Europe’s solar plays stand to benefit.

One such business is Swiss-listed Mayer Burger Technology (CH:MBTN). The Elite Companies Awards shortlisted company makes solar cells using its own leading-edge technology. It is currently loss making but expects a massive increase in production to remedy this. From production volumes of 30MW, it moved to 321MW last year and expects to achieve 800MW in 2023.

Also on the shortlist is Germany’s SMA Solar Technology (DE:S92). The company designs and produces inverters: the widgets that turn solar energy into usable electricity.

SMA Solar, which has installed a total of 120GW of solar power in its time, expects the inverter market to grow by 21% a year from 2022 to 2026. To exploit this burgeoning demand, it plans to double production capacity to 40GW.

The company is also targeting massive growth opportunities in charging, storage and green hydrogen.

An original geopolitical hot potato

Shortlisted semiconductor picks-and-shovels play Aixtron (DE:AIXA) provided investors with an early example of just how politically sensitive its industry had become back in 2016 when the US regulator blocked the German company’s acquisition by China’s Fujian Grand Chip Investment fund.

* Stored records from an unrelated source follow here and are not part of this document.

PR #15302, opened 2020-11-16
Fix status bar override for app store screenshots

### LINKED ISSUE #15265: UI Tests: Status bar override cuts off first character of date and time
As noted in https://github.com/wordpress-mobile/WordPress-iOS/pull/15108#pullrequestreview-510827441 there's a problem with the status bar override we do in the UI tests (for screenshots).

The `override_status_bar` setting used when generating screenshots should set the simulator date/time to `9:41 AM Tue Jan 9` but it shows `:41 AM ue Jan 9` instead:

iPad Pro (12 9-inch) (2nd generation)-1-dark-Editor

rachelmcr:
Fixes #15265

We were previously using `SimulatorStatusMagic` to control the status bar in app store screenshots. We're now using the `override_status_bar` setting in Fastlane to control the status bar, and our old setup was breaking the status bar overrides. This removes `SimulatorStatusMagic` since it's no longer needed.

### Screenshots

Notice the status bar changes in the before/after screenshots below:

Before|After
-|-
iPad Pro (12 9-inch) (2nd generation)-1-dark-Editor|iPad Pro (12 9-inch) (2nd generation)-1-dark-Editor

### To test

1. Navigate to the fastlane directory: `cd Scripts/fastlane`
2. Generate screenshots for at least one locale: `bundle exec fastlane screenshots language:"en-US"`
3. Confirm the status bar shows the expected details: date & time `9:41 AM Tue Jan 9`, WiFi active, full cellular connection, full battery

### Release

PR submission checklist:


jkmassel (approved):
Nice catch with this – they must've been conflicting.

A few next steps for this though:
- The simulator list in `fastlane` isn't valid for Xcode 12 anymore – we'll likely need to move these to the 12 series devices.
- The screenshots didn't generate for me on iOS 14 devices – the text fields aren't selected.

I don't think these need to happen as part of this, but if we're looking at these again in the near future it might be worth addressing those things? WDYT?

rachelmcr:
Oh, huh. I used iOS 14 with the existing simulator list and it worked fine to generate the screenshots; I wonder what's up there. But I agree about moving to the 12 series devices, so we can work on that when we next get a chance. Thanks!

Issue #15256, opened 2020-11-09
My site: Unable to select first blog in list of My Sites


ctarda:
The first (top) site in the list of sites in the My Sites tab does not react to taps.

<Img src="https://user-images.githubusercontent.com/2722505/98504250-7eed1100-2291-11eb-8142-7bd42490df39.gif" width="350"/>

### Expected behavior
I should be able to select the first (top) site in the list of sites.

### Actual behavior
I can not select the first site in the list of sites. Other sites can be selected.

### Steps to reproduce the behaviour
1. Navigate to My Sites
2. Tap the first site on the list. Nothing happens
3. Tap a different site. The app navigates to the "site details" view (the one that provides access to stats, pages, posts, media...)

##### Tested on [device], iOS [version], WPiOS [version]
Tested on iPhone 12 Pro, iOS 14.1, WPiOS 16.1.0.3
Tested on iPhone 12 Pro simulator, iOS 14.1, `develop`

guarani:
I've experienced this too. This is especially annoying when searching for a site and you want to pick the first search result.
A "workaround" is to pull to refresh, and while refresh takes place, tap the first cell 😅.

guarani:
FWIW, there was recent work on the site list refresher here: https://github.com/wordpress-mobile/WordPress-iOS/pull/15136

diegoreymendez:
If you wait long enough, does the cell become tappable again?

That's what I'm seeing here.

guarani:
> If you wait long enough, does the cell become tappable again?
> 
> That's what I'm seeing here.

It depends, if I'm searching for a site and there is one search result, this first cell never becomes tappable (I waited ~20 seconds). If I cancel the search, the first cell is still not tappable, and if I then pull to refresh, the first cell becomes tappable again.

startuptester:
Checked on my iPhone 12 Pro in 16.0, 16.1 and 16.2 (beta)
iOS 14.2 

I am able to reproduce this, but I had to open site details for a different site first, then tap "Switch To" and come back to the list in order to trigger the bug. Repeating those steps, it happens 1/10 times and the cell does not become tappable after at least 1 minute.

ScoutHarris:
Fixed with https://github.com/wordpress-mobile/WordPress-iOS/pull/15320 and https://github.com/wordpress-mobile/WordPress-iOS/pull/15325.

PR #15320, opened 2020-11-18
Removes a bad workaround for an issue that was introduced in 16.0

diegoreymendez:
This is the first step to fixing: https://github.com/wordpress-mobile/WordPress-iOS/issues/15256

Rolls back [a workaround](https://github.com/wordpress-mobile/WordPress-iOS/pull/15136) I added for an issue with the refresh control in the list of sites.

My workaround was only hiding the refresh wheel, but it wasn't a proper fix for the problem, as the first row in the list of sites couldn't be selected by users.

## Additional information

After rolling back these changes, we still need to fix the issue, which was introduced in this PR:

https://github.com/wordpress-mobile/WordPress-iOS/pull/15081

And specifically by this commit:

https://github.com/wordpress-mobile/WordPress-iOS/pull/15081/commits/3a9543c74ef4c3b340ae53aacd236416c54ab7cb

## To test:

1. Run the App.
2. Switch to the "My Sites" tab.
3. If the refreshing activity wheel isn't visible on top of the first row, just tap on a site to see it's details, and go back to the list of sites.

Make sure you can see the refresh activity wheel on top of the first site (in the list of sites).  As mentioned above, we need another PR to fix the underlying issue.

## PR submission checklist:

### DIFF
--- a/WordPress/Classes/ViewRelated/Blog/Blog List/BlogListViewController.m
+++ b/WordPress/Classes/ViewRelated/Blog/Blog List/BlogListViewController.m
@@ -526,16 +526,6 @@ static NSInteger HideSearchMinSites = 3;
     UIRefreshControl *refreshControl = [[UIRefreshControl alloc] init];
     [refreshControl addTarget:self action:@selector(syncBlogs) forControlEvents:UIControlEventValueChanged];
     self.tableView.refreshControl = refreshControl;
-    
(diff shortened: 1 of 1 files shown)


ScoutHarris (approved):
Thanks @diegoreymendez !

:shipit:

diegoreymendez:
Thanks for the review!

The geopolitical importance of the group is matched by the importance of its products to customers. This is reflected in very healthy margins that are expected to rise as sales continue to grow.

MARGINS AND SALES GRAPH

Prospects for 2023 are encouraging with the company recently telling shareholders in its first-quarter results that because of ‘unabated strong demand and stable supply chains, management expects further significant growth with increasing margins and order intake for the entire financial year’.

The mind-boggling bit of kit that Aixtron makes that’s so sought after by semiconductor makers is metalorganic chemical vapour disposition equipment. Disposition involves layering insulating and conducting films of seemly impossible thinness (a few nanometres for bleeding-edge chips) onto a silicon wafer.

Chip shop

Dutch company ASML (NL:ASML) makes lasers so precise that they could ‘hit an apple on the Moon’, according to elite portfolio manager Arnaud Cosserat of Comgest.

ASML’s lithography technology is, though, used for the less poetic but much more practical purposes of etching staggeringly tiny semiconductors – down to about 10 atoms in size. This has been key to the semiconductor industry’s miniaturisation of chips, which has been vital in keeping step with Moore’s Law – a doubling in computing power every two years.

Many believe Moore’s Law may have run its course, but ASML’s equipment is no less important. The recent surge in demand for chips to power AI applications has sent the shares 36% higher this year.

The final shortlisted company, France’s Soitec (FR:SOI), makes the ultra-smooth silicon wafers that are the raw material for semiconductors. The company sells into the smartphone, car and data centre markets and recently topped €1bn of sales for the first time.

It expects a relatively flat year in 2023 as demand for smartphones drops back and inventories are cleared. But beyond this, the company has said it is preparing for a period of ‘hyper-growth’.